● **TASK DIRECTIONS**
Among the following entries, count the lines that contain "body" and report only the result.

● **PROVIDED MATERIAL**
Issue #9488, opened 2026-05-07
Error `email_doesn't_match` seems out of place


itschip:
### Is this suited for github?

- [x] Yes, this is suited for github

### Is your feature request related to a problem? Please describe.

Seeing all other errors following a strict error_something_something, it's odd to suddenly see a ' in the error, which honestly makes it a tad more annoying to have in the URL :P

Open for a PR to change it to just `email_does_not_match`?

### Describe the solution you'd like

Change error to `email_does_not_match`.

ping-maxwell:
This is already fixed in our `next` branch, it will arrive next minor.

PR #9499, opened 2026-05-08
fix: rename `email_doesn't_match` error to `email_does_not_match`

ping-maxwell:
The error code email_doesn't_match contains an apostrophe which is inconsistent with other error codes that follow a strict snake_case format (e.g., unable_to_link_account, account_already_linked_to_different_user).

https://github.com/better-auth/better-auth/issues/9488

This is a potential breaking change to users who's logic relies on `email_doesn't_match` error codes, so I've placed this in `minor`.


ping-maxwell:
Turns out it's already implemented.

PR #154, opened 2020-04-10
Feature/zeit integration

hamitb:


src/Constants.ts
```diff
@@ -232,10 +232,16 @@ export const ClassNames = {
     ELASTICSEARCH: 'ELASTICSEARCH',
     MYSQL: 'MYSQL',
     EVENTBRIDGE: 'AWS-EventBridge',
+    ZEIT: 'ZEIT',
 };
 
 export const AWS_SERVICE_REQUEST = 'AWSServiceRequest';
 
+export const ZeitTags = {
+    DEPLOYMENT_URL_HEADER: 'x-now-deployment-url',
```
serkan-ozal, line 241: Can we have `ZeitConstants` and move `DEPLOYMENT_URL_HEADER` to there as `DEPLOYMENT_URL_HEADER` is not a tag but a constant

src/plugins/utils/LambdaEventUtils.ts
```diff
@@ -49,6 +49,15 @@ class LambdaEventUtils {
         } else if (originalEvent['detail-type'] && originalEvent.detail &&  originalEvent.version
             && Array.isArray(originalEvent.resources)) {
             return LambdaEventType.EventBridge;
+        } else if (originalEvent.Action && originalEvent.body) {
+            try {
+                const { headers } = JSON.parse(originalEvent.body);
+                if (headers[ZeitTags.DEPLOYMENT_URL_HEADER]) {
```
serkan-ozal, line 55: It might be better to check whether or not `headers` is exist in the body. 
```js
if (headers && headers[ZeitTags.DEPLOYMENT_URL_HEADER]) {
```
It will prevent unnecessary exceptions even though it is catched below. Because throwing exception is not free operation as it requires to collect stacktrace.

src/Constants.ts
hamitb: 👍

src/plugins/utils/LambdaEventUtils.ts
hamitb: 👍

--

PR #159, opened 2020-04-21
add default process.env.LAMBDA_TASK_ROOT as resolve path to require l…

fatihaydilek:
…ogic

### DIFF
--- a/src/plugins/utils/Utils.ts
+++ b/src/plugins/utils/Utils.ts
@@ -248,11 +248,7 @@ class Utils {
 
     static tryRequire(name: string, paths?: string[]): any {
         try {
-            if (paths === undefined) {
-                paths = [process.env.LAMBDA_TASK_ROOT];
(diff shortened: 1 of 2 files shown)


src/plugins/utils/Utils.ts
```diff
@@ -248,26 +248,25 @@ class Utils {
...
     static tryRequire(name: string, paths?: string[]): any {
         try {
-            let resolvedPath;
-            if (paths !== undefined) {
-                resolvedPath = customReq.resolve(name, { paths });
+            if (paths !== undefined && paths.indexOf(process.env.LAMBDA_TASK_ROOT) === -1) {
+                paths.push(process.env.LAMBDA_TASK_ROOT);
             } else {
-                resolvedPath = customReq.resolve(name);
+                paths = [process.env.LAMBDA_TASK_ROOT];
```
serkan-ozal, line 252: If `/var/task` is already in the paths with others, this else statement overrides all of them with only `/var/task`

* * *

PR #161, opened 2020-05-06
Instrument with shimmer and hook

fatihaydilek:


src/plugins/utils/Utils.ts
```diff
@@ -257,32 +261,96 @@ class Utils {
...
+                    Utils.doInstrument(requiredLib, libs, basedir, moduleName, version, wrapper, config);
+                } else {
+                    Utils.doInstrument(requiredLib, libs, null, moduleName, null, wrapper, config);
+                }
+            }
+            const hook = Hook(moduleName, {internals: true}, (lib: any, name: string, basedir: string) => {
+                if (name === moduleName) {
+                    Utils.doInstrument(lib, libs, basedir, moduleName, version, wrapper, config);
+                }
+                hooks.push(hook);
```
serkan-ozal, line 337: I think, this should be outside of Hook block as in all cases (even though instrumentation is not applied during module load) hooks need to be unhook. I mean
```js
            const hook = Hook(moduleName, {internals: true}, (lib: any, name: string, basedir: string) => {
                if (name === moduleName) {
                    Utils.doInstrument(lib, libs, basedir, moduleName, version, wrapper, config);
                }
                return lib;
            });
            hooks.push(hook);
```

● **RESULT FOR THIS EXERCISE**
3